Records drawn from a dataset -
+---+

PR #2984, opened 2025-03-12
Fedora-services: add support for fedora env

amirfefer:
This pull request introduces enhancements to the Image Builder Frontend service to support Fedora services. 
For more details, and a full dev setup docs, please refer to the [README file](https://github.com/FedoraConsole/community-chrome).

The key updates include:

- Support for Fedora Services:
Adds compatibility for Fedora services, by introducing `isFedoraEnv` in the existing `useGetEnvironment` hook. This new env is set by the ChromeAPI.
```js
  const { isFedoraEnv } = useGetEnvironment();
```

- Keeping the hosted (consoleDot) and on premise environment isolated.

- Aligned Blueprint Wizard:
Hides irrelevant steps in the blueprint wizard when configuring Fedora and CentOS distributions, streamlining the user experience.

- Expanded Distribution Support:
Adds support for Fedora and CentOS distributions (Fedora 40, 41 & CentOS 9)

### DIFF
--- a/src/Components/CreateImageWizard/steps/Review/Footer/Footer.tsx
+++ b/src/Components/CreateImageWizard/steps/Review/Footer/Footer.tsx
@@ -20,6 +20,7 @@ import {
   useUpdateBlueprintMutation,
 } from '../../../../../store/backendApi';
 import { resolveRelPath } from '../../../../../Utilities/path';
+import { useGetEnvironment } from '../../../../../Utilities/useGetEnvironment';
 import { mapRequestFromState } from '../../../utilities/requestMapper';
 import { useIsBlueprintValid } from '../../../utilities/useValidation';
 
@@ -33,6 +34,7 @@ const ReviewWizardFooter = () => {
     useUpdateBlueprintMutation({ fixedCacheKey: 'updateBlueprintKey' });
   const { auth } = useChrome();
   const { composeId } = useParams();
+  const { isFedoraEnv } = useGetEnvironment();
   const [isOpen, setIsOpen] = useState(false);
   const store = useStore();
   const onToggleClick = () => {
@@ -50,7 +52,7 @@ const ReviewWizardFooter = () => {
   }, [isUpdateSuccess, isCreateSuccess, resetCreate, resetUpdate, navigate]);
 
   const getBlueprintPayload = async () => {
-    if (!process.env.IS_ON_PREMISE) {
+    if (!process.env.IS_ON_PREMISE && !isFedoraEnv) {
       const userData = await auth?.getUser();
       const orgId = userData?.identity?.internal?.org_id;
       const requestBody = orgId && mapRequestFromState(store, orgId);
--- a/src/Utilities/useGetEnvironment.ts
+++ b/src/Utilities/useGetEnvironment.ts
@@ -2,14 +2,19 @@ import { useChrome } from '@redhat-cloud-services/frontend-components/useChrome'
 import { useFlag as useUnleashFlag } from '@unleash/proxy-client-react';
 
 export const useGetEnvironment = process.env.IS_ON_PREMISE
-  ? () => ({ isBeta: () => false, isProd: () => true })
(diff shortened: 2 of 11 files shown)


src/Utilities/useGetEnvironment.ts
```diff
@@ -47,4 +52,15 @@ const onPremFlag = (flag: string): boolean => {
 
 // Since some of these flags are only relevant to
 // the service, we need a way of bypassing this for on-prem
-export const useFlag = !process.env.IS_ON_PREMISE ? useUnleashFlag : onPremFlag;
+export const useFlag = (flag: string) => {
+  const { isFedoraEnv } = useGetEnvironment();
+
+  const onPremFlagValue = onPremFlag(flag);
+  const unleashFlagValue = useUnleashFlag(flag);
```
ezr-ondrej, line 59: Should this be skipped for fedora and on-prem? I'm assuming this will fail in those environments, or it wont? :)

src/Components/CreateImageWizard/steps/Review/Footer/Footer.tsx
```diff
@@ -52,7 +54,9 @@ const ReviewWizardFooter = () => {
   const getBlueprintPayload = async () => {
     if (!process.env.IS_ON_PREMISE) {
       const userData = await auth?.getUser();
-      const orgId = userData?.identity?.internal?.org_id;
+      const orgId = isFedoraEnv
+        ? userData?.identity?.user?.username
+        : userData?.identity?.internal?.org_id;
```
ezr-ondrej, line 59: would be nice to abstract it away a little 🤔 I'm not sure how, but this feels slightly dirty :(

ezr-ondrej (approved):
It is not so lean I'd hope, but it does the job done, I'm all for just merging as is, but I'd love @lucasgarfield or @regexowl opinion on that as they will be for the most part on hook to maintain it :)
I guess we should have the smoke test PR at least open before we merge this.

src/Components/CreateImageWizard/steps/Review/Footer/Footer.tsx
lucasgarfield: Maybe just a helper function `getOrgId` for now? That way at least the dirty part is isolated. :thinking:

lucasgarfield (commented):
I haven't had a chance to test this yet but looking through it I have one initial thought. I wasn't even sure if I should bring it up because it seems like a nitpick but I decided it is important to me...

I’m a little bit worried that we will forget why all of these things are potentially now undefined. I know it will be a bit more verbose but instead of using optional chaining (`.?`) could we just short circuit (`!isFedoraEnv &&`) instead? That way things are explicit and future us knows exactly what is going on.

src/Components/CreateImageWizard/steps/Review/Footer/Footer.tsx
ezr-ondrej: Agreed! :)

amirfefer: well, we don't really need the orgId :)  similar to the onPrem implementation.

src/Utilities/useGetEnvironment.ts
amirfefer: We can't call a hook conditionally, but no worries, it just returns undefined in those env.

amirfefer:
Thanks, @ezr-ondrej  and @lucasgarfield!
I updated this PR and also added some tests :)

src/Utilities/useGetEnvironment.ts
ezr-ondrej: Ah right! I always forget :)

regexowl:
Wow, this works really nicely, thank you! It seems the issue with orgId is resolved, so if there's nothing else I'd be happy to merge.

regexowl (approved):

+---+

Looking at the records above, which lines contain "CentOS"? Copy those lines.

Expected answer -
Hides irrelevant steps in the blueprint wizard when configuring Fedora and CentOS distributions, streamlining the user experience.
Adds support for Fedora and CentOS distributions (Fedora 40, 41 & CentOS 9)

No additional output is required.